Salimos corriendo del banco a la obra social, llegamos justo cuando faltan dos números. Me atiende finalmente un cuarentón con un cartelito que dice “Edgardo” pegado en la camisa al lado del logo de la empresa. No llego a decirle ni “hola, buen día”, que Edgardo ya estira la mano y agarra el montón de recetas. Teclea usando los dedos índices solamente a una velocidad taquigráfica. Cada tanto hace un gesto extraño con la derecha, como si ahuyentara una mosca, o como si estuviera retrocediendo una máquina de escribir cuando llega al final del renglón.
Edgardo me enumera los papeles que me faltan, las historias clínicas que le tengo que llevar y las cosas que voy a tener que pagar aparte. Me dice que vaya a la vuelta a tesorería, pague lo que no está cubierto y vuelva con el recibo para que él me complete el resto y ya termine el trámite.
La tesorería demora otra media hora. El salvaje se me empieza a retobar, lo convenzo con un jugo Ades para que me aguante diez minutos más, tenemos que volver con Edgardo y ya podemos declarar la mañana un éxito. Me quedo parado atrás de la señora que está atendiendo, aguantando la cara de culo de toda la gente sentada esperando. Edgardo me hace sentar de nuevo, escanea los recibos, imprime diez hojas y procede a sellarlas a todas con un movimiento calculado entre página y página, mientras recarga tinta golpeando sobre la mesa. Después las va firmando una por una y me las entrega. No se inmuta cuando le digo un sincero “un millón de gracias” y toca el botón para que pase el siguiente.
El infante ya agotó todos los recursos y está en plan de huelga. Nos subimos a un taxi para volver al departamento. Le pido al tachero que me espere cinco minutos. El tipo apaga el motor, clava el freno de mano y se queda estacionado con la baliza puesta en doble fila justo en la parada del bondi. Subimos corriendo al ascensor, recargo la botella de agua y meto un sobre de café en la mochila. Tenemos un momento de caos porque el peluche de la criatura no aparece por ningún lado, hasta que logro desenterrarlo en las profundidades de su cama. Me lavo los dientes mientras controlo la hora.

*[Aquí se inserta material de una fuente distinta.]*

PR #6656, opened 2024-09-21
[lexical-link] Bug Fix: Removing a link from descendants

levensta:
## Description

At the moment it is possible to delete LinkNode only when children are TextNode. But if there is another node inside the link above the text, deletion will not work.

With this PR I fix this behavior and show how it works using the MarkNode example (via adding a comment) in lexical-playground

### Before

https://github.com/user-attachments/assets/669a5ed9-926d-477c-9f7b-14c2a72d6577

### After

https://github.com/user-attachments/assets/6a56895c-2b08-4862-8787-ba0cef492d2d

### DIFF
--- a/packages/lexical-link/src/index.ts
+++ b/packages/lexical-link/src/index.ts
@@ -18,7 +18,11 @@ import type {
   SerializedElementNode,
 } from 'lexical';
 
-import {addClassNamesToElement, isHTMLAnchorElement} from '@lexical/utils';
+import {
+  $findMatchingParent,
+  addClassNamesToElement,
+  isHTMLAnchorElement,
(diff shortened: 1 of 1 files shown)


etrepum (approved):
The logic looks like it's probably correct, but it would be nice to have a bit of test coverage!

There's probably some efficiency that could be gained by checking only the anchor and focus parents, otherwise the LinkNode itself would be present in the selection's nodes.

ivailop7:
+1 on a test covering this use case

potatowagon (approved):
looks good to merge! have noted the test case addition todo here: https://github.com/facebook/lexical/issues/6665

PR #6686, opened 2024-09-30
[lexical-yjs] Enhance: Improve ProviderAwareness type in lexical-yjs package

collierrgbsitisfise:
## Description

Improving the type signature of the `getStates` method to support generic extensions of the `UserState` type. Addition to my prev [PR](https://github.com/facebook/lexical/pull/6683).

### Before

image
image

### After

image
image


collierrgbsitisfise:
> This doesn't really add any type safety because the generic type T is associated with the method and not the class, so you can call it multiple times with different types on the same instance.

As i understand there is no direct access to class(instance initialization) this logic is hidden by provider(`y-websocket` -> `y-protocols/awareness`). At least it gives possibility to extend **userState** instead of using **casts** or **ts-ignore**

As improvement mb, it make more sense also always marks extended fields as optional, so developers will be forced explicitly check it

```typescript
getStates: <T extends Record<string, unknown>>() => Map
  number,
  UserState & { [K in keyof T]?: T[K] }
>;
``` 

i believe it bring more value and type safety

etrepum:
Something like `UserState & Record<string, unknown>` would be safer, the generic in this way is only as safe as using an `as` cast but because it can be triggered by inference it's not obvious that you're doing an unsafe cast.

etrepum (commented):
I think there are three acceptable solutions to this:

* Add `Record<string, unknown>` or an index signature to UserState to allow arbitrary extra data
* Use interface instead of type to declare `UserState` so that it can be extended in user code with [declaration merging](https://www.typescriptlang.org/docs/handbook/declaration-merging.html)
* Refactor all of the related types for yjs (Provider, ProviderAwareness, most of the functions that one of these as an argument) to make UserState a generic parameter that extends UserState (and defaults to UserState) but is carried around in the correct way for type safety

collierrgbsitisfise:
> I think there are three acceptable solutions to this:
> 
> * Add `Record<string, unknown>` or an index signature to UserState to allow arbitrary extra data
> * Use interface instead of type to declare `UserState` so that it can be extended in user code with [declaration merging](https://www.typescriptlang.org/docs/handbook/declaration-merging.html)
> * Refactor all of the related types for yjs (Provider, ProviderAwareness, most of the functions that one of these as an argument) to make UserState a generic parameter that extends UserState (and defaults to UserState) but is carried around in the correct way for type safety

At the moment the first option seems to be the most optimal. Extended **UserState** in terms of next PR: https://github.com/facebook/lexical/pull/6724

etrepum:
I think we can close this in favor of https://github.com/facebook/lexical/pull/6724

PR #6688, opened 2024-10-01
[lexical] Bug Fix: removeText for token text nodes

### LINKED ISSUE #6687: Bug: removeText misbehaves for text nodes in token mode
Lexical version: 0.18.0

## Steps To Reproduce

1. Create a text node in `token` mode
2. Try to partially delete the text
3. It will mutate the node, even though, according to the docs, `token` nodes are immutable and will be deleted all at once.

Link to code example:

You can check it out on the current playground.

## The current behavior

When removing text, text nodes in `token` mode aren't deleted in full, but rather a new non-`token` node is created. This is the expected behaviour for `segmented` nodes, but not for `token` nodes.

## The expected behavior

When I remove text that is part of a `token` text node, the entire `token` text node is deleted.

## Impact of fix

The current version is not complying with the documented behaviour of `token` nodes, which can cause issues for everyone that is using TextNodes in `token` mode. Also, this is a regression introduced in #6456

adrianmxb:
## Description

This PR fixes an issue where text nodes in token mode were not being deleted properly when partially removed. According to the documentation, token nodes should be immutable and should be deleted as a whole. However, the current behaviour allowed partial deletion of the text within a token node, resulting in an unexpected mutation into a non-token node.

1. In `fixText` added another condition treating a `token` node similiar to an empty text node, effectively removing the node.
2. Consistent Return: `fixText` now always returns a node, eliminating the need for the || operator in assignments like firstNode = fixText(firstNode, del) || firstNode;. This simplifies the code and prevents potential undefined errors.

Closes #6687

### Before

CleanShot 2024-10-01 at 18 28 12

### After

CleanShot 2024-10-01 at 18 27 14

### DIFF
--- a/packages/lexical/src/LexicalSelection.ts
+++ b/packages/lexical/src/LexicalSelection.ts
@@ -1130,14 +1130,15 @@ export class RangeSelection implements BaseSelection {
     });
 
     const fixText = (node: TextNode, del: number) => {
-      if (node.getTextContent() === '') {
+      if (node.getTextContent() === '' || (del !== 0 && node.isToken())) {
         node.remove();
-      } else if (del !== 0 && $isTokenOrSegmented(node)) {
+      } else if (del !== 0 && node.isSegmented()) {
         const textNode = $createTextNode(node.getTextContent());
         textNode.setFormat(node.getFormat());
         textNode.setStyle(node.getStyle());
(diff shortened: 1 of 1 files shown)


adrianmxb:
Closed in favour of #6690

PR #6690, opened 2024-10-01
[lexical] Bug Fix: TextNode in token mode should not be split by removeText

### LINKED ISSUE #6687: Bug: removeText misbehaves for text nodes in token mode

etrepum:
## Description

The #6456 removeText rewrite introduced a regression in token mode behavior where it behaved too similarly to segmented nodes, it would be split and replaced with a plain TextNode instead of being deleted in full. This takes the simple approach of just expanding the selection outwards if the focus or anchor node contains any content from a token node.

Closes #6687

### Before

There were no tests to show that token TextNode should be deleted in full by removeText

### After

Now there are tests that cover removeText behavior for token TextNode

### DIFF
--- a/packages/lexical/src/__tests__/unit/LexicalSelection.test.ts
+++ b/packages/lexical/src/__tests__/unit/LexicalSelection.test.ts
@@ -344,6 +344,157 @@ describe('LexicalSelection tests', () => {
       });
     });
     describe('removeText', () => {
+      describe('with a leading TextNode and a trailing token TextNode', () => {
+        let leadingText: TextNode;
+        let trailingTokenText: TextNode;
+        let paragraph: ParagraphNode;
+        beforeEach(() => {
+          testEnv.editor.update(
+            () => {
+              leadingText = $createTextNode('leading text');
+              trailingTokenText =
+                $createTextNode('token text').setMode('token');
+              paragraph = $createParagraphNode().append(
+                leadingText,
+                trailingTokenText,
+              );
+              $getRoot().clear().append(paragraph);
+            },
+            {discrete: true},
+          );
+        });
+        test('remove all text', () => {
+          testEnv.editor.update(
+            () => {
+              const sel = $createRangeSelection();
+              sel.anchor.set(leadingText.getKey(), 0, 'text');
+              sel.focus.set(
+                trailingTokenText.getKey(),
+                trailingTokenText.getTextContentSize(),
+                'text',
+              );
+              $setSelection(sel);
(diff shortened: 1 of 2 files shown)


adrianmxb:
Appreciate the proposed changes and prefer this approach. Since I didn’t have the chance to follow up with tests earlier and you seem to have everything covered, I’ve gone ahead and closed my PR in favour of this one. That said, I do have a suggestion: it might be worth updating the `fixText` function to only create a new Text Node when in `segmented` mode. This would help prevent potential confusion later on and address the flawed code.

etrepum:
I don't think it's really worth the code churn to change `fixText`, the code now handles the token cases correctly because they all fall under `node.getTextContent() === ''` or `del === 0`. If I wrote this originally I might do it a bit differently but the logic down there doesn't seem wrong.

I do wonder if this makes sense at all since it seems that the logic to handle segmented deletion is elsewhere but if this better matches the previous behavior then it probably is the right thing to do.

adrianmxb:
Just to be clear, I only talk about replacing `$is`**Token**`OrSegmented(...)` through a `node.isSegmented()` call. I would argue that relying on implicit behaviours (like node.getTextContent() === '' or del === 0) to exclude token nodes isn't clear to readers.

Making the exclusion explicit avoids potential confusion.

packages/lexical/src/__tests__/unit/LexicalSelection.test.ts
```diff
@@ -344,6 +344,295 @@ describe('LexicalSelection tests', () => {
       });
     });
     describe('removeText', () => {
+      describe('with a leading TextNode and a trailing token TextNode', () => {
```
potatowagon, line 347: thanks for adding a test case

potatowagon (approved):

Bajamos de nuevo y el taxi sale picando con nosotros adentro. Nos bajamos al frente del departamento de la madre del crío. Le alcanzo la montaña de bolsas con ropa y útiles que fui juntando durante la jornada y al niño en cuestión, le digo que me faltó la tempera celeste solamente. Voy corriendo hasta mi casa de nuevo—pedirle al taxi que me lleve de vuelta es una muerte lenta con el quilombo de autos que es el centro a esta hora—, abro la heladera y me preparo un sánguche con carne fría, un pedazo de queso cremoso y mayonesa. Salgo disparando en la bici hasta el call center.
Después de tres horas de contestar llamadas me llega un mensaje. “Conseguí la tempera. Acá a la vuelta de casa vendían”.